German Aerospace Center
Institute of Aerodynamics and Flow Technology
Lilienthalplatz 7
D-38108 Braunschweig
Germany
anna.naumovich@dlr.de
Malte Foerster
Fraunhofer Institute for Algorithms and Scientific Computing, Germany
Richard Dwight
German Aerospace Center, Institute of Aerodynamics and Flow Technology, Germany

In the present work the linearized discrete compressible Euler equations are investigated. These equations are of importance for evaluation of solution derivatives, a posteriori error estimation, and frequency-domain methods for periodic flows. Moreover, their solution can be considered as a preliminary step towards developing algorithms for the non-linear equations. We focus on solution of 2nd-order accurate finite volume discretizations built on unstructured grids with either upwind or central convective fluxes. The goal is to reduce the CPU time required to obtain steady-state convergence for these given discretizations.
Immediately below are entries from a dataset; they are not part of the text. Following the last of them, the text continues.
PR #4744, opened 2026-02-10
perf: Allow raw perf events to specify dev by name

auselen:
Add perf_device option to let raw_perf events derive type from /sys/bus/event_source/devices/<perf_device>/type

### DIFF
--- a/protos/perfetto/common/perf_events.proto
+++ b/protos/perfetto/common/perf_events.proto
@@ -160,10 +160,14 @@ message PerfEvents {
   // struct. Primarily for local use-cases, since the event availability and
   // encoding is hardware-specific.
   message RawEvent {
+    // Either |type| or |perf_device| can be set.
     optional uint32 type = 1;
     optional uint64 config = 2;
     optional uint64 config1 = 3;
     optional uint64 config2 = 4;
+    // The name of a PMU under /sys/bus/event_source/devices
+    // (e.g. "armv8_pmuv3").
+    optional string perf_device = 5;
   }
 
   // Subset of clocks that is supported by perf timestamping.
--- a/protos/perfetto/common/perf_events.proto
+++ b/protos/perfetto/common/perf_events.proto
@@ -160,14 +160,17 @@ message PerfEvents {
   // struct. Primarily for local use-cases, since the event availability and
   // encoding is hardware-specific.
   message RawEvent {
-    // Either |type| or |perf_device| can be set.
+    // Either |type| or |pmu_name| can be set.
     optional uint32 type = 1;
     optional uint64 config = 2;
     optional uint64 config1 = 3;
     optional uint64 config2 = 4;
-    // The name of a PMU under /sys/bus/event_source/devices
+    // The name of a dynamic PMU under /sys/bus/event_source/devices
     // (e.g. "armv8_pmuv3").
-    optional string perf_device = 5;
+    // If set, leave |type| unset.
+    // Android: the relevant sysfs paths are not allowlisted by default, so
+    // this option will require a rooted device with selinux disabled.
+    optional string pmu_name = 5;
   }
 
   // Subset of clocks that is supported by perf timestamping.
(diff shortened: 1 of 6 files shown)


auselen:
@rsavitski ?

src/profiling/perf/event_config.cc
```diff
@@ -371,12 +382,49 @@ PerfCounter PerfCounter::RawEvent(std::string name,
...
+          return devs;
+        }());
+    const auto& devices = perf_devices.ref();
+    auto it = devices.find(perf_device);
+    if (it != devices.end()) {
+      ret.attr_type = it->second;
+    } else {
+      PERFETTO_ELOG("RawEvent config perf_device couldn't be found");
+    }
+  }
```
rsavitski: Can we instead:
* pull this logic into a helper function (see ParseTracepointAndResolveId as an example), otherwise there's a lot of clutter inlined for a "read number from file" step.
* instead of iterating over everything and building a static map, look up exactly that one /sys/.../${name_from_config}/type file, without any caching. Note that you'll need to sanitize the path, the following should be sufficient imo:
```
  if (base::Contains(raw_cfg_name, '/') ||
      base::StartsWith(raw_cfg_name, "..")) {
    return std::nullopt;
  }
```

So the function will effectively do: "sanitize name -> read sysfs path -> parse string into number".

src/profiling/perf/event_config.cc
```diff
@@ -301,8 +306,14 @@ std::optional<PerfCounter> MakePerfCounter(
                                      tracepoint_pb.filter(), *maybe_id);
     } else if (event_desc.has_raw_event()) {
       const auto& raw = event_desc.raw_event();
-      return PerfCounter::RawEvent(name, raw.type(), raw.config(),
-                                   raw.config1(), raw.config2());
+      if (raw.has_perf_device() && !raw.perf_device().empty() &&
+          raw.has_type()) {
+        PERFETTO_ELOG("raw_event cannot specify both type and perf_device.");
+        return std::nullopt;
+      }
```
rsavitski: Similar to the "ParseTracepointAndResolveId()" callsite above, I would call the [new] helper function to get a numeric value for "type", instead of deferring that to PerfCounter::RawEvent constructor.

protos/perfetto/common/perf_events.proto
```diff
@@ -160,10 +160,14 @@ message PerfEvents {
...
   message RawEvent {
+    // Either |type| or |perf_device| can be set.
     optional uint32 type = 1;
     optional uint64 config = 2;
     optional uint64 config1 = 3;
     optional uint64 config2 = 4;
+    // The name of a PMU under /sys/bus/event_source/devices
+    // (e.g. "armv8_pmuv3").
+    optional string perf_device = 5;
   }
```
rsavitski, line 174: I would prefer we call this field "pmu_name". My suggestion (including a clarifier for users on android):
```
  message RawEvent {
    // Alternatively, set |pmu_name|.
    optional uint32 type = 1;
    optional uint64 config = 2;
    optional uint64 config1 = 3;
    optional uint64 config2 = 4;
    // The name of a dynamic PMU under /sys/bus/event_source/devices
    // (e.g. "armv8_pmuv3").
    // If set, leave |type| unset.
    // Android: the relevant sysfs paths are not allowlisted by default, so
    // this option will require a rooted device with selinux disabled.
    optional string pmu_name = 5;
  }
```

rsavitski (changes requested):
Very sorry, I missed this. Will respond way quicker going forward.

auselen:
@rsavitski Just managed to get back to this. Can you have another look please?

auselen:
ping @rsavitski.

rsavitski:
Apologies once again, I suck. To save on extra roundtrips, I'm resending your rebased change as https://github.com/google/perfetto/pull/5475 with a couple tiny fixups. I believe your authorship will be retained in the git log after it's merged.

LalitMaganti:
Closing as this landed in https://github.com/google/perfetto/pull/5475

auselen:
Appreciated.

PR #4745, opened 2026-02-10
tp: Change frame logic in android_input_events 

ivan-chong:
Currently frames are correlated under the assumption that the next event following the input event is the correct frame. This logic is brittle and not necessarily true. This change instead matches input to frame by correlating the frame's deliverInputEvent to the input_event_id.

Bug: 482994760

### DIFF
--- a/src/trace_processor/perfetto_sql/stdlib/android/input.sql
+++ b/src/trace_processor/perfetto_sql/stdlib/android/input.sql
@@ -145,36 +145,47 @@ SELECT
 FROM _interval_intersect!(
   (_clean_android_frames, _clean_deliver_events),
   (utid)
-) ii;
+) AS ii;
 
 CREATE PERFETTO TABLE _input_events_pending_frame_match AS
-SELECT *
+SELECT
+  *
 FROM _clean_deliver_events
-WHERE id NOT IN (SELECT event_id_key FROM _input_event_frame_intersections);
+WHERE
+  NOT id IN (
+    SELECT
+      event_id_key
+    FROM _input_event_frame_intersections
+  );
 
 -- Speculative Match: Find the immediate next frame for non-vsync-aligned events
 CREATE PERFETTO TABLE _input_event_frame_speculative_matches AS
-WITH _ordered_future_frames AS (
-  SELECT
-    e.id AS event_id_key,
-    f.id AS frame_id_key,
-    ROW_NUMBER() OVER (PARTITION BY e.id ORDER BY f.ts ASC) AS rn
-  FROM _input_events_pending_frame_match e
-  JOIN _clean_android_frames f
-    ON e.utid = f.utid
-    AND f.ts >= e.ts
-)
+WITH
+  _ordered_future_frames AS (
+    SELECT
+      e.id AS event_id_key,
+      f.id AS frame_id_key,
+      row_number() OVER (PARTITION BY e.id ORDER BY f.ts ASC) AS rn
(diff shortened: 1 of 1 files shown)


vishniakou (approved):

vishniakou (approved):

vishniakou (approved):

src/trace_processor/perfetto_sql/stdlib/android/input.sql
```diff
@@ -77,66 +79,87 @@ WHERE
...
+      enqeue_slice.name AS enqueue_name,
+      thread_slice.utid,
+      thread_slice.thread_name,
+      str_split(str_split(send_message_slice.name, '=', 1), ',', 0) AS event_channel
+    FROM slice AS send_message_slice
+    JOIN slice AS publish_slice
+      ON send_message_slice.parent_id = publish_slice.id
+    JOIN slice AS start_dispatch_slice
+      ON publish_slice.parent_id = start_dispatch_slice.id
+    JOIN slice AS enqeue_slice
```
vishniakou: enqueue is misspelled

src/trace_processor/perfetto_sql/stdlib/android/input.sql
```diff
@@ -77,66 +79,87 @@ WHERE
...
+      ON start_dispatch_slice.parent_id = enqeue_slice.id
+    JOIN thread_slice
+      ON send_message_slice.id = thread_slice.id
+    WHERE
+      send_message_slice.name GLOB 'sendMessage(*'
+      AND thread_slice.thread_name = 'InputDispatcher'
+  )
+SELECT
+  str_split(str_split(name, '=', 2), ',', 0) AS event_seq,
```
vishniakou, line 104: It would be nice to move away from all this string processing by changing the way this data is reported from the framework. But, this should be dealt with in a separate change.

ivan-chong: Acknowledged

gignat-dev:
I'm not really familiar with this table, but the change seems sound.
@ivan-chong can you also run diff tests? `tools/diff_test_trace_processor.py out/linux_clang_release/trace_processor_shell`

src/trace_processor/perfetto_sql/stdlib/android/input.sql
```diff
@@ -77,66 +79,87 @@ WHERE
...
-JOIN slice AS start_dispatch_slice
-  ON publish_slice.parent_id = start_dispatch_slice.id
-JOIN slice AS enqeue_slice
-  ON start_dispatch_slice.parent_id = enqeue_slice.id
-JOIN thread_slice
-  ON send_message_slice.id = thread_slice.id
+  do_frame_id AS id,
+  ts,
+  dur,
+  CAST(ui_thread_utid AS INTEGER) AS utid,
```
gignat-dev: nit: cast_int!() instead of CAST

ivan-chong:
> I'm not really familiar with this table, but the change seems sound. @ivan-chong can you also run diff tests? `tools/diff_test_trace_processor.py out/linux_clang_release/trace_processor_shell`

@gignat-dev, I saw the diff test failed before and after discussion with @vishniakou, the two options were 1) to ignore these cases where frame does not overlap with event, or 2) speculatively mark the next frame as the correlated frame as a fallback.

I've implemented 2) with a boolean to mark whether the frame was speculatively correlated. This now makes the test pass as before, PTAL thanks!

PR #4746, opened 2026-02-10
ui: Enable webgl rendering by default

stevegolton:
- Configure the CI and playwright containers to install llvmpipe, a software rasterizer which can be used to test webgl on the GPU-less CI.
- Wrap playwright in xvfb-run which creates a virtual frame buffer and x server to allow chrome to see llvmpipe as an opengl driver and use it for webgl.
- Flip the WebGL flag on by default.
- When WebGL is not supported, we fallback to the normal canvas renderer instead.


LalitMaganti:
Really great job on this! Excited for this to be a headline feature for the next release :)

stevegolton:
### CI Testing Notes

- Chrome on the CI seems to want to run using Swiftshader as a WebGL fallback.
- Swiftshader is a software rasterizer built into Chrome that's designed to be used for compositing and as a WebGL fallback when no hardware GPU is present.
```bash
# Testing Swiftshader on cloudtop
/opt/google/chrome/chrome --enable-unsafe-swiftshader --use-gl=angle --use-angle=swiftshader-webgl
```
- It seems Swiftshader does not support the fragment shader we use for rendering chevrons properly, as we end up with artifacts around the edges that are supposed to be discarded or transparent. It also seems to be very **very** slow when testing on my cloudtop at least, and really is not a practical solution. We really don't want users to end up falling back to this. [CI results](https://github.com/google/perfetto/actions/runs/21940271805/job/63363945680).

#### Rendering artifacts around chevrons
image

#### Half finished lines
image

  - The artifacts seem to be a Swiftshader issue rather than an issue with our fragment shader, as the latter works just fine with AMD, Intel, and Apple drivers.
- Thankfully, swiftshader has now been deprecated as a WebGL fallback due to security issues and poor performance. This started being rolled out in Chrome 139 released August 5th, 2025 [source](https://groups.google.com/a/chromium.org/g/blink-dev/c/yhFguWS_3pM?pli=1) [source](https://chromium.googlesource.com/chromium/src/+/refs/heads/main/docs/gpu/swiftshader.md). Thus, I don't think we need to do anything special here.
- We were using **Chrome 138** version in the CI up until yesterday when I happened to update it to **145** for unrelated reasons [source](https://github.com/google/perfetto/pull/4748/changes#diff-25db25f7c22b5c3caa8492dd43c3d54f3ba1bd5758cf9922b74ab402633a381b). This is why there was a discrepancy between cloudtop and the CI. Now, the CI runs with our canvas2d fallback by default.

### Options for testing WebGL path in the CI

1. Run swiftshader, make our fragment shaders compatible with it.
  a. It might actually be too slow to even run on the CI - we still end up with half rendered frames when the screenshot is taken.
  b. Optimizing for a rasterizer that no one is going to be running.
2. Run a VM with a real hardware GPU.
  a. Expensive, impractical.
3. Run an external software implementation (e.g. llvmpipe).
  a. Tests WebGL render path, not too slow, representative of real hardware.

### LLVMPipe

LLVMPipe is a software rasterizer, that actually performs better than our canvas2d fallback, and more importantly, seems to be much more compliant and works with our fragment shaders without artifacts. We can use this in headless mode on our CI using EGL, but we need to install a few more packages in the container. Chrome typically blocklists LLVMPipe as a GPU driver, so we must pass `--ignore-gpu-blocklist`.

```bash
# Testing LLVMPipe on cloudtop: 
/opt/google/chrome/chrome --ignore-gpu-blocklist
```

LalitMaganti:
So what's the plan in that case? Do we want to enable llvmpipe on the CI and then land this?

stevegolton:
> So what's the plan in that case? Do we want to enable llvmpipe on the CI and then land this?

I think that makes the most sense. I'm attempting to update the CI container now.

PR #4750, opened 2026-02-10
ui: Improve track shell/button layout

stevegolton:
- Since we the track shell is now resizable, the user can simply resize the shell to see long track names:
  - Remove middle ellipsis track titles - just use normal CSS 'end' ellipsis
  - Remove full track title tooltips on hover
- Make track shell buttons display: none when not hovered to avoid taking up any space at all, leaving more room for the track titles. The end ellipsis (as opposed to the middle ellipsis) works very nicely with this approach and avoids unpleasant jumping around.
  - This is how various panels in vscode behave - it's a common UX.
- Note: The permanent (i.e. not appear-on-hover) buttons (e.g. pin, checkbox) have been moved to the end so that they don't shift around when hovered which would be infuriating!

[a50f6458-1cf9-4c98-88ef-1a9d4dad5bd2.webm](https://github.com/user-attachments/assets/37c0e437-6000-4179-a6b7-c7c5c9a2a5da)


stevegolton:
Supersedes https://github.com/google/perfetto/pull/2944

stevegolton:
@rsavitski @primiano @LalitMaganti curious to see your thoughts on this - is it a nicer UX or are we throwing the baby out with the bathwater by removing the middle ellipsis & the track popup?

LalitMaganti:
I personally like it a lot. I always felt middle ellipsis was at best a workaround for non having resizable title section.

stevegolton:
> I personally like it a lot. I always felt middle ellipsis was at best a workaround for non having resizable title section.

Agreed! Perhaps we could get this landed then?

LalitMaganti (approved):

PR #6030, opened 2026-05-25
ui: Fix column sort, reorder, and hide in QueryPage results grid

gignat-dev:
https://github.com/google/perfetto/pull/5872 fixed a bug by fixing the list of columns passed to DataGrid in the various query page results tables, however, since sorting is defined in the column list, this also means that sorting doesn't work (the buttons are present but no one is home). Less important but still notable is that column reordering and hiding is also no longer possible, however the DataGrid correctly hides these options from the UX so this isn't a bug, it's more of a missing feature which has questionable value anyway.

There are two issues here:
1. DataGrid should not show sorting options if sorting is controlled by no column callback is specified, as there is no way that sorting can be persisted in this case - it already correctly hides column re-ordering options when this callback is missing.
2. Regardless, we should allow sorting in the query results as this is a genuinely useful feature.

This patch fixes the issue by:
- Reverting DataGrid to uncontrolled mode - allow it to store the column state internally. This enables sorting and column management.
- Assign a unique id to each query result, and use it to key the ResultsTable component.
- While in the area, also move the DataSource construction (which caches the intermediate lookups) to the oninit function of the ResultsTable component as a new one will be created for each result set anyway now, which removes a lot of boilerplate caching code in the parent.

Notes:
- Switched from happy-dom to jsdom in the jest unit tests - as jsdom more faithfully represents the real browser DOM (ariaLabel -> aria-label) properly.
- This means we can un-skip a test which was previously skipped due to it not working with happy-dom.
  
Fixes: https://b.corp.google.com/issues/516394557


stevegolton (commented):
Hey @gignat-dev, thanks for the fix. I think the whole datasource / grid state management was a bit clumsy anyway, so I've pushed a new commit that:
- Assigns a unique ID (just an incrementing counter as we only need this to be session unique) to each query result produced.
- Use this ID as a key for the ResultsTable - causing it to be torn down and recreated for each query result.
- Let the DataGrid handle the sorting and column order state internally (uncontrolled mode). It will be recreated for every query result anyway.
- While we're here - move the DataSource management into the ResultsTable too, which removes a lot of useless bookkeeping code.

Let me know what you think!

gignat-dev:
> Hey @gignat-dev, thanks for the fix. I think the whole datasource / grid state management was a bit clumsy anyway, so I've pushed a new commit that:
> 
> * Assigns a unique ID (just an incrementing counter as we only need this to be session unique) to each query result produced.
> * Use this ID as a key for the ResultsTable - causing it to be torn down and recreated for each query result.
> * Let the DataGrid handle the sorting and column order state internally (uncontrolled mode). It will be recreated for every query result anyway.
> * While we're here - move the DataSource management into the ResultsTable too, which removes a lot of useless bookkeeping code.
> 
> Let me know what you think!

Hi, Steve! Yes, I think having IDs for each query execution makes results management much cleaner, and we should go with this.

stevegolton (approved):

stevegolton:
Please hold off merging for now, I'm going to fix a couple things in the datagrid on top of this.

Nowadays, such problems are typically solved with geometric multigrid methods, employing either explicit Runge-Kutta or an approximate implicit scheme as a smoother. Despite the investigation of many variations on this theme over the years there has been a continued lack of success in obtaining satisfactory convergence for all but the simplest geometries. The situation is even worse for unstructured discretizations, where the additional complexity of definition of a proper coarse grid hierarchy arises.

In this work defect correction [1, 2] is applied to solve the linear problem. Defect correction allows by-passing direct solution of the 2nd-order accurate discretization, instead, a sequence of problems with a 1st-order discretization on the left-hand side is solved. On this better conditioned problems we apply AMG.

Since algebraic multigrid [4, 5, 6] does not rely on the geometry of the grid, it is an attractive alternative to geometric multigrid for problems discretized on unstructured grids. However, initially developed for scalar elliptic PDEs, algebraic multigrid needs special extensions to be applicable to systems of PDEs, one of those extensions being a point-based approach. The point-based AMG solver, implemented in the SAMG package [3], was investigated in this work. The solver, applied together with accelerator BiCGStab, proved to be very efficient for solution of the 1st-order accurate discretizations considered here in sub-, tran- and super-sonic flow regimes. One should mention that our attempts to apply AMG directly to 2nd-order discretizations were not much successful so far.

The defect correction approach combined with the AMG solver was applied to solve 2nd-order accurate discretizations and was seen to significantly out-perform the geometric multigrid solver [7, 8] in terms of CPU time for all flow regimes. This is mainly by virtue of the efficency of AMG, which requires very few iterations to give sufficient accuracy of the inner problem at each defect correction step. Furthermore, as the 1st-order matrix is constant, only one AMG setup phase must be performed for the entire calculation.  
 
Bibliography
 
$ [1]$ K. Boehmer, P. Hemker, B. Van Leer, The defect correction approach, Computing Suppl., 5, 1984.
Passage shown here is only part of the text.